I initially missed the 2170 you found.... That looks like it would be a great fit for your situation.


----------



## Lawnguyland (Apr 25, 2018)

I'm sold on the 2170 and a good thing too because the seller of the 2150 already has a buyer. I'm expecting some more pictures later today of the 2170 before I take the journey to pick it up. Hope this isn't too good to be true!

I thought I saw the 2170 at local turf supply last week too. When I asked about it, they tried to steer me away from it. Saying it's not for fertilizer and for ice melt instead. On top of that it's over $300. Looked like they were trying to push me towards the 2150 for some reason. It doesn't make sense but I wonder if they have better profit margins on it somehow.


----------



## kaptain_zero (Jun 2, 2018)

The few places that have sold Earthway spreades here, switched to selling other brands as they can't get them or have been hit with large price increases. I checked for parts at the store MY used spreader originally came from and they now sell Chapin instead. Oddly enough, they also sell The Andersons spreaders which are now made by Earthway?!?!

My guess is that whatever they are trying to steer you towards is what they have the most of in stock and want to clear it out before the end of the season. Buy used if you can.


----------



## Lawnguyland (Apr 25, 2018)

So I missed the boat on the 2150 and now the seller of the 2170 wants to give it to his son in law!

Looks like my hunt will continue. Thanks to all who provided suggestions here. At least I know what I want now.

I'll first be looking for a used 2170. If I can't find that, I"ll probably end up with the Titan 50lb. Unless another used 2150 pops up. Maybe the Titan will go on sale for $80 again in the near future.


----------



## Lawnguyland (Apr 25, 2018)

The guy who sold the 2150 is now showing me this spreader. Is this a C22HD? From what I gather that isn't a high output spreader so it's a pain to spread larger granules. Is that true? Any other pros/cons of this one?


----------



## Lawnguyland (Apr 25, 2018)

It's a tough decision to go for this at $55, wait for a 2170 or spring for a new Titan.
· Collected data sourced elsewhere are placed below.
PR #70, opened 2020-07-22
remove header.info from globals, add for Info[..]=NA default

mbargull:


vembrane/__init__.py
```diff
@@ -210,8 +221,8 @@ def __init__(self, expression: str, ann_key: str, header: VariantHeader):
             "FORMAT": self._get_format,
             "SAMPLES": self._get_samples,
         }
-        self._empty_globals = {name: NA for name in header.info}
```
mbargull, line 213: IIRC, we said we didn't want the `INFO` fields in `globals`, but didn't removed them ^^.

tedil: yup... :D

PR #71, opened 2020-07-22
add __contains__ method

mbargull:


vembrane/__init__.py
```diff
@@ -68,7 +68,16 @@
...
+class NoValueDict:
+    def __contains__(self, item):
+        try:
+            value = self[item]
+        except KeyError:
+            return False
+        return value is not NA
+
+
+class Format(NoValueDict):
```
mbargull, line 80: Does it makes sense to add this for `Format`/`Formats`? I didn't really think about it.

mbargull: I mean we should add a `__contains__` to those in any case.

tedil: Talking about `Format` opens another can of worms. But I think it doesn't do any harm to have those two classes be NoValueDicts, for the time being.

PR #73, opened 2020-07-24
Only allow one ALT allele per record, error if more than one is encountered

tedil:
In order to make syntax for handling `INFO` fields with one value per allele less unwieldy and reduce confusion, this PR forces users to have input files which have only one ALT allele per record, which can for example be achieved by calling `bcftools norm -m-any foo.vcf`. We could call `bcftools norm` ourselves via pysam (if it weren't for https://github.com/pysam-developers/pysam/issues/506), but that doesn't handle snpeff/vep/… annotations in the ANN/CSQ fields. We could also split multi-allelic records ourselves, but we'd rather not introduce additional functionality/complexity when there are established tools made for exactly this purpose.

~~However, this does not handle `FORMAT` yet, so I'll leave this as a draft for now.~~

### DIFF
--- a/vembrane/__init__.py
+++ b/vembrane/__init__.py
@@ -13,7 +13,7 @@ import sys
 from collections import defaultdict
 from itertools import chain, islice
 from sys import stderr
-from typing import Iterator, List, Set, Tuple
+from typing import Iterator, List, Tuple, Dict
 
 import yaml
 from pysam import VariantFile, VariantRecord, VariantHeader
@@ -23,6 +23,7 @@ from pysam.libcbcf import (
     VariantRecordFormat,
     VariantRecordSamples,
 )
+
 from vembrane.ann_types import NA, type_info, ANN_TYPER
 from vembrane.errors import (
     UnknownAnnotation,
@@ -31,6 +32,7 @@ from vembrane.errors import (
     UnknownFormatField,
     UnknownSample,
     VembraneError,
+    MoreThanOneAltAllele,
 )
 from vembrane.globals_whitelist import globals_whitelist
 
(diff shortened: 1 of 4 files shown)


vembrane/ann_types.py
```diff
@@ -43,11 +45,16 @@ def __getitem__(self, spec):
...
+def type_info(value, number="."):
     if value is None:
         return NA
     if isinstance(value, tuple):
-        return InfoTuple(value)
+        if number != "A":
+            return InfoTuple(value)
+        else:
+            if len(value) != 1:
+                raise MoreThanOneAltAllele()
```
mbargull, line 56: Should this also be raised if `number == "G" and len(value) != 2`?

vembrane/ann_types.py
```diff
@@ -43,11 +45,16 @@ def __getitem__(self, spec):
...
+            return value[0]
```
mbargull, line 57: This branch doesn't do the `None` to `NA` substitution.

tedil: Good catch!

vembrane/ann_types.py
tedil: Only for diploid cases, I guess?

mbargull: Why? Do the programs to split the VCFs only split "A" but not "G"?

tedil: Hm, hopefully they handle that correctly.
We also have to check `number == "R" and len(value) != 2`, right?

mbargull: Oh, whoops, I meant to write "R" not "G"!

tedil: Could be less ugly, but the case `number == "R"` is handled now

vembrane/__init__.py
```diff
@@ -197,7 +209,17 @@ def __init__(self, expression: str, ann_key: str, header: VariantHeader):
             "FORMAT": self._get_format,
             "SAMPLES": self._get_samples,
         }
-        self._header_info_fields = set(header.info)
+
+        self._numbers = {
```
mbargull, line 213: Oh, forgot: This could be just `numbers` if we only use it in this function.

PR #74, opened 2020-07-24
Export NA to enable checks such as `INFO["DP"] is NA`

tedil:


vembrane/globals_whitelist.py
```diff
@@ -6,6 +6,8 @@
 #        *sorted(o for o in dir(__builtins__) if o.islower() and not o.startswith("_")),
 #        sep="\n",
 #    )'
+from vembrane import NA
```
mbargull, line 9:
```suggestion
from .ann_types import NA
```
instead of using the reexport.
General remark: To avoid potential circular dependencies, I'd advice to have `__init__.py` mostly empty apart from exporting version information for a toplevel package and -- if necessary -- just reexport imports from submodules.
For `vembrane`, I'd just put `__version__` into `__init__.py` and the rest in a separate module, e.g., `cli.py`/`main.py`/etc. (whilst adjusting the entrypoint to point to `vembrane.cli:main`).

tedil: I agree

PR #75, opened 2020-07-27
Refactor module structure

tedil:
As prompted by @mbargull in #74, tidying up modules a bit to avoid cyclic imports etc.


vembrane/globals.py
```diff
@@ -102,7 +102,7 @@
     "__package__": None,
 }
 
-globals_whitelist = {
+globals_allowlist = {
```
mbargull, line 105: Since this isn't using an "established compound word" anymore, this would be a good opportunity to use more generic (arguably more readable) snake_case, i.e., `globals_allow_list`.
Or even better: `allowed_global_symbols` or just `allowed_globals` since we don't need the `_list` part.

vembrane/cli.py
```diff
@@ -0,0 +1,184 @@
+import argparse
+import ast
+import sys
+from collections import defaultdict
+from itertools import islice, chain
+from sys import stderr
+from typing import Iterator
+
+import yaml
```
mbargull, line 9: By the by: Can you move `pyyaml = "^5.3"` from the test to the normal dependencies in `pyproject.toml`? I forgot that again and have been reminded just now ^^.

vembrane/globals.py
tedil: yup!

vembrane/cli.py
tedil: sure can do!

mbargull: It is a test dep due to a different reason, right. So, copy not move, like you did and not how I said, is correct :).

PR #80, opened 2020-09-24
Support BNDs

christopher-schroeder:
Support for BND events in filtering


vembrane/modules/filter.py
```diff
@@ -62,46 +62,89 @@ def add_subcommmand(subparsers):
...
         "the expression.",
     )
+    parser.add_argument(
+        "--preserve-order",
+        default=False,
+        action="store_true",
+        help="Make sure that the variant order of the output matches that of the \
+              input. For performance reasons only make use of this option, if the \
+              input might contain breakends (BNDs) as the order of all other variants \
+              are preserved anyway.",
```
tedil, line 72:
```suggestion
        help="Ensures that the order of the output matches that of the \
              input. This is only useful if the input contains breakends (BNDs) \
              since the order of all other variants is preserved anyway.
```

vembrane/modules/filter.py
```diff
@@ -62,46 +62,89 @@ def add_subcommmand(subparsers):
...
+    )
+
+
+def test_and_update_record(env, idx, record, ann_key, keep_unmatched):
```
tedil, line 76: I think we should have type info here as well, especially since the return type is now a tuple of things?

vembrane/modules/filter.py
```diff
@@ -62,46 +62,89 @@ def add_subcommmand(subparsers):
...
+        #  … and only keep the annotations where the expression evaluates to true
+        filtered_annotations = [
+            annotation for annotation in annotations if env.evaluate(annotation)
+        ]  # TODO: if keep_unmatched, that could be "any(iterator)" instead of list
+
+        if not keep_unmatched and (len(annotations) != len(filtered_annotations)):
+            # update annotations if they have actually been filtered
+            record.info[ann_key] = filtered_annotations
+
+        return record, len(filtered_annotations) > 0
```
tedil, line 95: is `len(filtered_annotation) > 0` the correct "pass" bool when `keep_unmatched is True`?

vembrane/modules/filter.py
```diff
@@ -62,46 +62,89 @@ def add_subcommmand(subparsers):
...
+        record, passed = test_and_update_record(
+            env, idx, record, ann_key, keep_unmatched
+        )
+        if passed:
+            is_bnd = "SVTYPE" in info_keys and record.info.get("SVTYPE", None) == "BND"
+            if is_bnd:
+                event = record.info.get("EVENT", None)
+                events.add(event)
+            elif not preserve_order:
+                # if preserver order, we will output everything in the second pass *
```
tedil, line 126:
```suggestion
                # if preserve_order is True, we will output everything in the second pass instead
```

vembrane/modules/filter.py
```diff
@@ -62,46 +62,89 @@ def add_subcommmand(subparsers):
...
-                record.info[ann_key] = filtered_annotations
-            yield record
-        else:
-            # otherwise, the annotations are irrelevant w.r.t. the expression,
-            # so we can omit them
-            if env.evaluate():
+        record, passed = test_and_update_record(
+            env, idx, record, ann_key, keep_unmatched
+        )
+        if passed:
```
tedil, line 120: not sure if "passed" is the most descriptive name here, but I'm not really sure what else to use, either, so... :D

vembrane/modules/filter.py
```diff
@@ -62,46 +62,89 @@ def add_subcommmand(subparsers):
...
+            is_bnd = "SVTYPE" in info_keys and record.info.get("SVTYPE", None) == "BND"
+            if is_bnd:
+                event = record.info.get("EVENT", None)
+                events.add(event)
+            elif not preserve_order:
+                # if preserver order, we will output everything in the second pass *
                 yield record
+
+    if len(events) > 0:
+        # perform a second pass
```
tedil, line 130:
```suggestion
        # perform a second pass if the first pass filtered breakend (BND) events
        # since these are compound events which have to be filtered jointly
```

vembrane/modules/filter.py
```diff
@@ -62,46 +62,89 @@ def add_subcommmand(subparsers):
...
+            event = record.info.get("EVENT", None)
+
+            if is_bnd:
+                if event not in events:
+                    # only bnds with valid event
+                    continue
             else:
-                continue
+                if not preserve_order:
+                    # if preserver order, we will output everything in the second pass *
```
tedil, line 142: isn't this the second pass?

vembrane/modules/filter.py
```diff
@@ -62,46 +62,89 @@ def add_subcommmand(subparsers):
...
+    if len(events) > 0:
+        # perform a second pass
+        vcf.reset()
+        for idx, record in enumerate(vcf):
+            is_bnd = "SVTYPE" in info_keys and record.info.get("SVTYPE", None) == "BND"
+            event = record.info.get("EVENT", None)
+
+            if is_bnd:
+                if event not in events:
+                    # only bnds with valid event
```
tedil, line 138:
```suggestion
                    # only bnds with a valid associated event need to be considered, so skip the rest
```

tedil (changes requested):

vembrane/modules/filter.py
christopher-schroeder: added some type infos

vembrane/modules/filter.py
christopher-schroeder: You are right, I don't like the name either. But I was strugeling finding a suitable one. I renamed it to record_has_passed. It is only used once, so it does not really matter.

vembrane/modules/filter.py
christopher-schroeder: Yes. If all annotations are filtered then the record becomes invalid, regardless of keep_unmatched.
If keep_unmatched is True, the only consequence is, that the record annotations are not updated.

vembrane/modules/filter.py
christopher-schroeder: Yes, I thought It might be a good idea to use the same comment twice and use the * at the end to indicate that the two positions belong together. But I seems that this didn't work :D

tedil (approved):

tedil:
I just realised we didn't update the README yet, should probably do that before merging!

Maybe I can talk him down to $50. It looks like it's missing the screen ($7 part) and has some surface rust. I bet it was used for ice melt in the winter.


----------



## Lawnguyland (Apr 25, 2018)

I jumped on the deal and am now the proud owner of a used Earthway C22R (I found the model number on a sticker on the front). I guess it's just an older version of the C22HD.

It's got some surface rust I have to clean up and it needed some adjustment and spray lubricant to get the ports wide open but other than that it seems to be in great shape overall. It even has the dual port adjustable shut offs for 2/3 openings! Can't wait to throw'r down!


----------